> _To do_: Should the word "main" occur in a line of the records, copy that line.

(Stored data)
PR #5940, opened 2019-08-24
promql: Modify the order of return values.

johncming:
Modify the order of return values and return value.

https://github.com/prometheus/prometheus/blob/04cb37fea8a05b1c2287d128e63c06b80c12865d/promql/query_logger.go#L78

1. Error is usually the last of several return values
2.  It's more common that slice returns nil in error case.
3. format import orders(goimports).

### DIFF
--- a/promql/query_logger.go
+++ b/promql/query_logger.go
@@ -15,14 +15,15 @@ package promql
 
 import (
 	"encoding/json"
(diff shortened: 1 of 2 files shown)


brian-brazil:
Thanks!

Issue #5901, opened 2019-08-15
Flaky TestFileSD test


bwplotka:
e.g https://circleci.com/gh/prometheus/prometheus/14622

```
?   	github.com/prometheus/prometheus/discovery/ec2	[no test files]
--- FAIL: TestFileSD (16.64s)
    file_test.go:113: Unexpected target groups [], we expected a failure here.
FAIL
FAIL	github.com/prometheus/prometheus/discovery/file	16.661s
```

YaoZengzeng:
I find this flaky bug yesterday as well, let me dig into it.

simonpasquier:
I had work in progress to fix it, I'll send a PR very soon.

PR #5942, opened 2019-08-24
discovery/file: Fix the bug mentioned in #5901

johncming:
fix the bug mentioned in #5901 

## Root Cause

read an empty file, no error, return an empty `[]*targetgroup.Group`

https://github.com/prometheus/prometheus/blob/ec94df49d45baa8e680d81e732294eb04fff00de/discovery/file/file.go#L368

## Why this error doesn't happen very often

Because of the following code:

https://github.com/prometheus/prometheus/blob/ec94df49d45baa8e680d81e732294eb04fff00de/discovery/file/file_test.go#L70

If out channel action occurs earlier , there is no error. But if out channel later, there is an error.

https://github.com/prometheus/prometheus/blob/ec94df49d45baa8e680d81e732294eb04fff00de/discovery/file/file_test.go#L113

### DIFF
--- a/discovery/file/file.go
+++ b/discovery/file/file.go
@@ -367,6 +367,10 @@ func (d *Discovery) readFile(filename string) ([]*targetgroup.Group, error) {
 		return nil, err
 	}
 
+	if len(content) == 0 {
+		return nil, errors.New("empty file")
+	}
+
 	info, err := fd.Stat()
 	if err != nil {
 		return nil, err


simonpasquier:
See also https://github.com/prometheus/prometheus/pull/5948. I've taken a different approach and decided to fix the tests rather than modify the main code.

johncming:
> See also #5948. I've taken a different approach and decided to fix the tests rather than modify the main code.

Although the test case is a bit long, however the scenario of testing the code is also a real scenario.

roidelapluie:
This pull request can be closed as #5948 has been merged.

> _Finished task_:
See also https://github.com/prometheus/prometheus/pull/5948. I've taken a different approach and decided to fix the tests rather than modify the main code.
> See also #5948. I've taken a different approach and decided to fix the tests rather than modify the main code.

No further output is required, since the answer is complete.